====== ENTRIES SUPPLIED ======

Issue #753, opened 2026-08-12
[gap] 0.2 shipped without two items its own gate list specifies: advertised_ddl_replay and the actor split


chrisrogers37:
Found by `alex` while scoping F.2.1, not by reviewing 0.2. Both are **pre-existing gaps in merged work** (#749, `951caa01`), not regressions.

## The two absences

**1. `advertised_ddl_replay` has no implementation.** `04` §0.2's gate list specifies it — extract + expand the stream, replay under the declared actors, mechanical-diff the F.2 files against it, replay both stand-down variants. **None of that shipped.**

Verified independently: the identifier appears on `main` **only in documentation** (`CHANGELOG.md`, `02-domain-model.md`, `04-execution-sequence.md`, `README.md`). Zero hits across `*.py`, `*.sql`, `*.yml`, `*.sh`.

**2. No actor split anywhere.** No `CREATE ROLE` in any executable file — same docs-only pattern. The replay runs as the **test superuser**, not as `svc_migration` after an owner-actor bootstrap. This is the R6-P0 property, and nothing currently holds it.

So today: **CI proves the SQL replays. It does not prove it replays under the declared actor.**

## Why the review of #749 did not catch this

Not a reviewer failure, and worth stating as a method note rather than a blame line.

#749 was reviewed hard — fault-injected on real Postgres, adopt tested at 45/46/47/48/49, hand-edits both directions, checksum drift refused at both doors, mutants re-proven by an independent probe. That review checked **the PR against its own claims**, and it was right about every one of them.

**A review scoped to a PR's claims cannot catch a deliverable the PR never claimed.** Detecting this required reading `04` §0.2's gate list and diffing it against what shipped — which is a different question, and one nobody asked until the next increment needed the missing piece.

## Consequence, and what it does not mean

`951caa01` is not wrong; it is **narrower than §0.2 specifies**. The runner, ledger, adopt, advisory locking, postconditions and replay-from-empty all landed and are all verified.

**Do not read this as "0.2 is unfinished" in a way that reopens it.** The shipped half is sound and in use. The residue is these two items.

## Sequencing

- Closing the actor-faithful replay **changes ownership semantics for all of 001–050** and is its own increment. F.2.1 does not close it, does not widen it, and names it so it is not mistaken for done.
[...]

PR #778, opened 2026-08-13
Actor-faithful migration gates: seed-as-owner, svc_migration window arms, D1 seam (#753 PR-A)

chrisrogers37:
PR-A of #753 (plan §0.2 actor split) — items 1, 3, 4 of the scoped plan, per ari's dispatch; item 2's declared-actor apply arms are present as **named truth-assertions on the D1 seam** rather than blocked work. D2 ruled replace (applied); D3's arm-(b) is PR-B, not here.

## What ships

**The declared actors as fixtures** (`tests/scripts/conftest.py`, extending #752's machinery): an owner-actor role (non-superuser + CREATEROLE + LOGIN — `04` §0.2's "database-owner-shaped" seed identity), databases created OWNED by it, seed-as-owner via hand-psql (production history's actual mechanism), a `svc_migration` connection door with test-side passwords (the deployment-env stand-in the bootstrap deliberately leaves out), and lifecycle fixtures that sequence database-before-roles teardown (the #752 order lesson, now shared by `owner_window_db` and the at-49 copies).

**The gates reshaped to the actors** (`tests/scripts/test_migration_gate.py`, superuser path REPLACED per D2):
- Replay-from-empty seeds and replays the legacy lineage as the owner — which is also the **retroactive-tightening battery**: the whole corpus is measured to need no superuser (`uuid-ossp` is trusted on PG13+; table ownership asserted `= [owner]`).
- At-49 adoption runs as the declared window actor end-to-end green: bootstrap-as-owner → adopt-as-`svc_migration`, probes reading through the bootstrap's grants, ledger created by and owned by the window actor (the production first-contact shape).
- **The D1 seam, deliberately loud:** `test_at_49_the_printed_window_actor_cannot_apply_050_pending_d1` and `test_at_45_the_printed_window_actor_refuses_the_tail_pending_d1` assert `must be owner` refusals — the printed window sequence failing as declared, R6-P0's class held in CI. Owner-world twins keep 046–050 apply coverage green meanwhile. **Both pairs flip on Chris's D1 ruling; nothing else in the suite depends on it.**
- **Probe privilege-sensitivity, measured:** revoke the bootstrap's SELECT and adopt refuses via 048's probe *erroring* on its direct data read — sharper than the predicted floor-refusal, and the reason bootstrap-before-adopt is sequencing, not ceremony.

**Host-level isolation (#758's class; the role half is now measured — #768: two concurrent role-suite runs both false-FAIL rc=1 on cross-session DROP ROLE, sequential rc=0):** the suite serializes host-wide on a cluster advisory lock (`admin_conn` holds it for the session) — PostgreSQL is the shared resource, so PostgreSQL's lock is the mutex that actually reaches every bot on the host; per-session scratch-database namespacing so no cleanup can sweep a concurrent run's fixtures; crash-leftover sweeps skip any foreign database with live backends, by name. The service roles are cluster-scoped spec names no run can rename — queueing is the only sound concurrency answer, and a queued run is a correct run.

## Verification — and where it was measured

Per #758 and ari's host-contention finding, **every run recorded before the isolation hardening is discarded as evidence in both directions** — three bots were concurrently on the one cluster, which is exactly the corruption class the hardening now locks out. The runs cited below were taken **after the hold lifted, with `pgrep -af pytest` confirming this checkout was alone on the host**, stated per run in the evidence block.

- TDD: fixtures and every new behavior had watched failures first (two real mid-build catches: at-49 template copies needed OWNER for the bootstrap's `ALTER SCHEMA`, and the probe-sensitivity prediction was corrected by measurement — the first refusal is 048's probe *erroring*, not the floor).
- **Full `tests/scripts/` suite (98 tests), real Postgres, both orderings, each gated on a clean host and run under `env -i` (fleet practice 2026-08-13):** fixed-order 98 passed / 107s (alone, 20:25); randomized 98 passed / 107s (alone, 20:27). Detector = the #758 cwd form, self-match excluded. Every run this checkout took while a foreign process was on the host is discarded per #758/#768 — including one 98-passed run at 20:23 with a foreign pid present, **not** cited.
- **Mutation spot-checks on the new guard logic — 4/4 non-green, 2 with honest caveats:** (1) owner minted SUPERUSER → killed, but LOCALLY via mint-refusal (a non-superuser cluster role cannot create a superuser), so the `superuser is False` assertion is the killer only in CI where the test role is superuser — I did not make my shared-cluster role superuser to force it; (2) at-45 template seeded as admin not owner → killed by 046's `ALTER posting_history` failing "must be owner of table" during the template build — a *stronger* demonstration that seed-as-owner is load-bearing than the downstream ownership assertion; (3) `window_actor` skips the bootstrap → the at-49 window-actor adopt fails; (4) sweep ownership predicate `_is_suite_db` forced to `True` → the new `TestSweepOwnershipGuard` fails (a foreign database with a `svc_*` grant survives a role-drop only while the predicate holds).
- `ruff check` and `ruff format --check` clean on every touched file.

## Review round (`/simplify`, 4 lenses) — applied

All four lenses converged on one core: **generalize `_scratch`** (`owner`/`roles` params) so the four hand-rolled fixture bodies and the drop-database-then-roles teardown order have one home; **promote `window_actor` to conftest** (was inlined 3×); **collapse the three DSN helpers into one `as_user` routed through `_dsn`** (the lenses caught a real empty-password divergence between the two spellings); **reuse #763's `SESSION_DB_SUFFIX`** instead of minting a second session identity; **unify the two sweeps** behind one `_is_suite_db` ownership predicate and a hardened `_drop_roles_hardened`; a **session-scoped `at45→at49→replayed` template chain** replacing the redundant full-corpus replays (suite wall-clock 156s→107s); `lru_cache` on corpus discovery; the D1 refusal hoisted to one `D1_REFUSAL` constant; dead scaffolding and unused params removed.

**Two findings taken as more than trivia:** the `pg_shdepend` sweep gained an **absolute `_is_suite_db` gate** after the altitude lens flagged it could drop a dev/staging database the deployment bootstrap had legitimately touched — now backed by a behavioral guard test (`TestSweepOwnershipGuard`); and the lineage lane's bounded legacy replay was moved onto the owner actor so the "superuser path replaced" claim is true **by grep**, not just in the gate file. **Kept against a suggested deletion, with reason:** the shdepend fallback stays — it guards a state I measured (pre-hardening leftovers with briefly-live backends slip the startup sweep) — but now shares the one ownership predicate.

## NOT verified

- **D1 remains open with Chris** — the seam tests assert today's truth; this PR neither resolves nor prejudges it (the ledger-ownership hand-off cuts both ways and is documented on #753).
- **Neon's managed-role layer** — the plan assigns that to the M.2 rehearsal, deliberately not CI.
- **PG16+ behavior of the actor contract** — CI pins 15; the `04` §0.2 ADMIN notes apply when D1 is ruled.
- **The lineage lane's actor split (test_lineage_lane.py)** — deliberately untouched here: its across-boundary shape becomes seed-as-owner → bootstrap → adopt + 051 as `svc_migration`, which lands with PR-B alongside the stream extractor so the lane's assertions change once, not twice.

Refs: #753 (scoped plan + D1), #752 (bootstrap + fixture precedents), #754 (lineage lane + derived boundary), #758/#763/#768 (host contention: database half fixed, role half measured — this PR's advisory lock is the queueing answer for suites that carry it; runs on older checkouts still need the one-at-a-time discipline), plan `04` §0.2 / `02` §0.


chrisrogers37 (commented):
**Verdict: Ship it**

Real Postgres throughout, an isolated throwaway role of my own (never touching any shared `storydump_user`/`svc_*` state), cwd-detector clear before starting. All 4 asks verified by running the code against a live cluster, not reading it.

**1. Do the actor fixtures actually run as declared, or merely claim to?** Ran `test_actor_fixtures.py` for real — 6/6 pass. Then went further: mutation-tested it against exactly the failure you named. Mutated `as_user()` to silently ignore the requested actor and fall back to the admin identity (the precise "silently falls back to superuser" shape). **3 of 6 tests catch it immediately, with unambiguous diagnostics** — `assert 'rajan_pr778_review' == 'svc_migration'`, naming the wrong identity outright, not a vague failure. The 3 that don't fail are correctly orthogonal (they check the role's own catalog attributes and database ownership via `admin_conn`, a different code path from `as_user()`). A silent fallback here would not look identical to success — it fails loudly and specifically.

**2. Was zero-breakage measured, and is `uuid-ossp` genuinely owner-creatable?** Ran the actual retroactive-tightening battery myself (`test_runner_replays_legacy_lineage_from_empty_as_the_owner`) against real Postgres — passes, confirming the real 50+-file corpus genuinely replays under a non-superuser owner, not merely asserted in prose. For the extension claim, built my own minimal probe independent of the fixtures entirely: a bare non-superuser database owner (LOGIN only — no CREATEDB, no CREATEROLE, no extra grants) on this cluster's real PG 15.18 (matches `.github/workflows/ci.yml`'s `postgres:15` pin). `CREATE EXTENSION "uuid-ossp"` succeeds cleanly, owned by that role, `uuid_generate_v4()` callable immediately after. Confirmed independent of astrid's own measurement.

**3. Was the superuser path replaced or kept alongside?** Mostly replaced, with a scope nuance worth naming precisely. The PR states "the 'superuser path replaced' claim is true by grep" — a literal grep complicates that: `scratch_db` (the pre-existing, non-actor-owned fixture) still exists in `conftest.py` and is used at 100+ call sites across 7 other files (`test_migration_runner.py`, `test_migration_runner_adopt.py`, `test_migration_runner_repair_status.py`, `test_migration_runner_reapply_safe.py`, `test_migration_runner_parity_cli.py`, `test_tenancy_gate.py`, and a few remaining spots in `test_lineage_lane.py`). Read through why: every one of those tests exercises the runner's generic mechanics (apply/adopt/repair/status/parity-CLI/tenancy-signature) against synthetic ad-hoc tables (`three_file_tree`, `tmp_path`) — never the real production migration corpus — so they're orthogonal to #753's actual concern (does replaying *the real corpus* need privileges production doesn't have). The paths that do touch the real corpus (`test_migration_gate.py`'s replays, the lineage lane's bounded legacy replay) are genuinely fully migrated — confirmed by running them. So the claim holds in the scope that actually matters, but "true by grep" oversells it as written; I'd tighten that line to name the scope (real-corpus replay paths) explicitly, since the current wording invites exactly the grep I just ran.

**4. Is the D1/050-as-`svc_migration` exclusion explicit or accidental?** Explicit, thoroughly so — a named constant (`D1_REFUSAL`), two dedicated seam tests with `pending_d1` in their names, a CHANGELOG section, and a `## NOT verified` section in the PR body naming D1 as open with Chris by name. Ran both seam tests against real Postgres myself: `test_at_49_everything_enters_the_ledger_as_the_window_actor`'s inline D1 assertion and `test_at_45_the_printed_window_actor_refuses_the_tail_pending_d1` both pass, and the owner-world green-path twin (`test_at_49_the_owner_world_completes_the_tail`) confirms 050's apply coverage stays alive in the meantime. The refusal is real and current today, not just described.

**One informational, non-blocking note:** the cluster already had two leftover databases (`runner_tpl_at49_*`, `runner_test_*`) owned by a role named `test_user` from some prior run — not created by me, left alone. They match the suite's own `_is_suite_db` naming convention, so they're exactly the class of thing `_sweep_leftovers` targets, but since they're not owned by whatever role next runs `admin_conn`, the sweep will hit `must be owner` and skip them (its own documented "hygiene must not fail the run" behavior) — live evidence the sweep is best-effort, not a guarantee, for cross-identity leftovers. Not this PR's problem to solve, just worth knowing the cluster has some accumulated cruft only a superuser can clear.

Did not run the full 98-test suite (your own report already has fixed-order + randomized runs on a clean host) — scoped my own execution to the 4 specific claims plus a mutation probe, which is where independent verification adds the most over re-confirming numbers already measured carefully.

PR #786, opened 2026-08-13
security(api): key the global rate limit on the proxy-corrected client (#776)

chrisrogers37:
Closes #776.

## What

`SlowAPIMiddleware` was assembled **above** `ProxyHeadersMiddleware`, so the global `30/minute` default was evaluated before the scope's client had been corrected. It keyed on the raw connecting peer.

`SlowAPIMiddleware` runs that default itself, in its own dispatch, for every route carrying no `@limiter.limit` decorator. So behind a single edge, **every tenant on every undecorated route shared one bucket** — a capacity ceiling on the whole service, not a per-abuser control.

The fix is one move: add the limiter *before* `ProxyHeadersMiddleware`, which puts it *below* on the request path. No limiter configuration changed.

## Measured

Real `src.api.app:app`, pinned uvicorn 0.47.0 (this box had 0.44.0 — the XFF trust walk moved across that range, so the pin is load-bearing). 60 requests per arm against the 30/minute default.

| arm | before | after | after + #774 |
|---|---|---|---|
| M1 distinct tenants behind one edge | **30** | **0** | **0** |
| M2 issue #776 repro, verbatim | 30 | 0 | 0 |
| M3 forged *leading* entry, edge appends | 30 | 30 | 30 |
| M4 two XFF headers (#765 shape) | 30 | **0** | **30** |
| M5 control: direct untrusted caller | 30 | 30 | 30 |

Read M1 as the defect: 60 clients making one request each cannot exceed any per-minute limit, so 30 blocked — a contiguous tail — means one shared bucket.

Note every arm reads 30 in the `before` column. That uniformity **is** the signature: the limiter never saw `X-Forwarded-For` at all.

## The trade the issue named was one shape wide, and #774 has closed it

> **Update — rebased onto `main` with #774 merged. The ordering constraint below is satisfied, not outstanding.** Stack is now `CORS → DropAmbiguous → ProxyHeaders → SlowAPI → SecurityHeaders`.

#776 declined to propose a fix because moving the limiter "would also make it forgeable by exactly the routes #765 describes." Measured, that was true of **one** shape only:

- **Forging a leading entry does not open it** (M3, 30 → 30). uvicorn's right-to-left trust walk still attributes to the address the edge appended. The reorder inherits that resistance rather than losing it.
- **The two-header #765 shape did open it** (M4, 30 → 0). `ProxyHeadersMiddleware` reads via `dict(scope["headers"])`, which keeps the last instance — the attacker's.
- **#774 closes exactly that** (M4 back to 30), leaving every arm strictly better than `main`.

### The `xfail` fired, which is how the marker got retired

While #774 was unmerged, the gap was pinned in code rather than prose: `test_a_caller_cannot_mint_buckets_with_repeated_headers` carried `xfail(strict=True)`. On the rebase it came back **`[XPASS(strict)]` — a build failure demanding its own removal**. Marker removed deliberately, on a signal, rather than left behind asserting a gap that had closed.

### That test does *not* cover this change, and now says so

Re-derived on the post-#774 stack by reverting one thing at a time:

| mutation | that test | `test_distinct_clients…` |
|---|---|---|
| revert **only** the #776 ordering | **passes** | **fails** — `30 of 60 blocked, first at request 30, contiguous to the end` |
| revert **only** #774's middleware | **fails** | passes |

So the two-header test is an **inert mutant** for this PR: with the limiter back above `ProxyHeadersMiddleware` the ceiling still bites, just for the wrong reason. It guards #774, not #776. That is now stated in its docstring, because a green test sitting inside a class named for #776 otherwise reads as coverage of #776 — the same mistake that let this bug survive in the first place.

Evidence for *this* change is carried by `test_distinct_clients_behind_the_edge_do_not_share_one_bucket` and `test_the_limiter_is_assembled_below_proxy_headers`, both of which fail on that mutation.

## The property already had a test, and it could never have caught this

`test_rate_limit_buckets_do_not_partition_on_a_forged_value` asserted this against a FastAPI app built inline for the purpose, wired with `ProxyHeadersMiddleware` **outside** the limiter — the correct order, and never the deployed one. No change to `src/api/app.py` could make it fail.

Its `blocked == 30` could not separate the two worlds either: one shared bucket and one correctly-attributed caller both produce exactly 30, for opposite reasons. Even pointed at the real app it would have passed and told you nothing.

Removed rather than repaired. The replacement drives the assembled app and varies the two candidate keys **independently**, which is the only thing that separates them.

## Verification

- **Watched it fail first.** On unpatched `app.py`: `30 of 60 blocked, first at request 30, contiguous to the end`, plus the structural assertion at `assert 2 < 1`. After: 4 passed, 1 xfailed.
- **No regressions.** Re-baselined after the rebase on a clean `git worktree` of the current `origin/main` (with #774): **182 passed**. This branch: **186 passed**, zero xfail remaining. Reconciles exactly — 182 − 1 removed + 5 added. (Pre-rebase figures were 173 → 176 against the older `main`.)
- **Rebase kept #774 byte-identical.** Both sides touched the same block and the same test file. `TestForwardedForAmbiguity` is verbatim from `main` (diffed line-for-line, 181/181), and `DropAmbiguousForwardedForMiddleware` is untouched — the `app.py` diff is only the limiter move.
- **0/10 on a post-rebase stress of `tests/src/api/`**, on top of the 0/22 below.
- `ruff check src/ cli/` and `ruff format src/ cli/ --check` both clean (rc 0, read directly, not through a pipe).

### Two things I got wrong on the way, since both are the more general trap

**The new tests were vacuous at first.** `tests/src/api/conftest.py` has an autouse fixture setting `limiter.enabled = False` for every API test. Under it, "distinct clients do not share a bucket" passes against an app with **no limiter running at all**. Only watching the tests fail first caught it — the failure pattern came out inverted. The helper now asserts the limiter is live before measuring, so it cannot go quiet again.

**A flake I could not explain, and what I did about it.** `test_distinct_clients` failed roughly one full-suite run in twelve, never when the file ran alone (0/25, 0/14, and passing in isolation every time). I could not establish the mechanism. Rather than diagnose it by assertion, I removed its precondition: every drive now allocates a **fresh key space** from a counter instead of a per-test constant, so no key is ever reused within a session. The storage reset stays as well — one of those is a fix for a cause I could not name, and it should not also be the only thing standing between a shared singleton and a false security result. The assertion now reports the blocked **index pattern**, so a contiguous tail (real defect) and a scattered few (pollution) name themselves.

**How much that is worth, stated rather than implied:** 0 failures in 22 consecutive full-suite runs afterwards. That is *consistent with* a fix and does not establish one — at the prior rate, 22 clean runs come up by chance roughly 15% of the time. If it recurs, the assertion message now says which of the two modes it is, which is the thing I actually lacked while chasing it.

I also miscounted that flake as 12/12 at one point: my filter matched the word "error" in the suite's pre-existing `ResourceWarning` noise, so the number measured nothing. And one later "failure" was my own doing — I stress-ran the file while editing it, catching `_drive` mid-change (`assert [] == 0`).

## Not verified

- **No real edge.** Every arm is `TestClient` with a synthesised peer. Whether Railway's edge appends to or overwrites a caller-supplied `X-Forwarded-For` is untested here and is the open question #774 already flags. It does not change M1 (the defect) but it does bound M3.
- **CI checks may not appear.** `pull_request` events are not creating runs right now. The branch is named `feature/*` so the existing `push` trigger (`[main, develop, 'feature/*']`) covers it — verified in `.github/workflows/ci.yml`, not assumed. I have not re-pushed to chase a run.
- **Integration tests did not run** — no PostgreSQL on this host, so `tests/integration/` and the DB-backed suites were skipped, honestly, by the #758 probe. This change touches no database path.
- The pre-existing `rc=1`-with-all-passing on `tests/src/api/` (unraisable `ResourceWarning`s) is **on `main` too** and is not addressed here.

https://claude.ai/code/session_01JJpXAhbmfDQXChyqfUuao3


chrisrogers37 (commented):
**Verdict: Ship it — behind #774, not before it.** The code is correct and thoroughly verified; the merge order is a hard precondition, not a nice-to-have. Do not merge either PR until both are sequenced (ari has recorded this on both PRs already).

All 3 asks verified by running the code and mutating it, not by reading virgil's (already very thorough) write-up and nodding along.

**1. Is "#774 closes it" actually true, or does #786 open something #774 doesn't cover?** Independently enumerated every consumer of client-IP attribution in the codebase (`grep -rn "request\.client\|get_remote_address\|record_failure"` across `src/`) rather than trusting the claim. There are exactly three: `SlowAPIMiddleware`'s own default-limit dispatch (the one thing #786 moves), the 10 `@limiter.limit()` decorator sites (`oauth.py` ×5, `onboarding/settings.py` ×5), and `auth_monitor.record_failure`'s 3 call sites via `onboarding/helpers.py`. The latter two read `request.client.host` from inside route-handler code, which is architecturally always downstream of every middleware in the ASGI stack regardless of middleware-to-middleware ordering — so they were never exposed by #776 and aren't touched by this reorder, independent of virgil's or the issue's say-so. That leaves exactly the one shape virgil measured (M4, two-header XFF) as the actual opened surface, and #774's own 8-scenario suite plus its end-to-end 30-blocked test close precisely that. I didn't find a fourth shape neither PR's tests cover. **Current state, rechecked just now: #774 is `MERGEABLE` (alex's rebase landed, ~01:27Z) and #786 is `MERGEABLE` — the conflict ari flagged is resolved, both are individually clean, only the sequencing remains.**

======

— PROBLEM DETAILS —
From the entries above, write out only the lines starting at the line that holds "Read M1 as the" and ending at the line that holds "## The trade", keeping both and matching them exactly.

— WRITTEN ANSWER —
Read M1 as the defect: 60 clients making one request each cannot exceed any per-minute limit, so 30 blocked — a contiguous tail — means one shared bucket.

Note every arm reads 30 in the `before` column. That uniformity **is** the signature: the limiter never saw `X-Forwarded-For` at all.

## The trade the issue named was one shape wide, and #774 has closed it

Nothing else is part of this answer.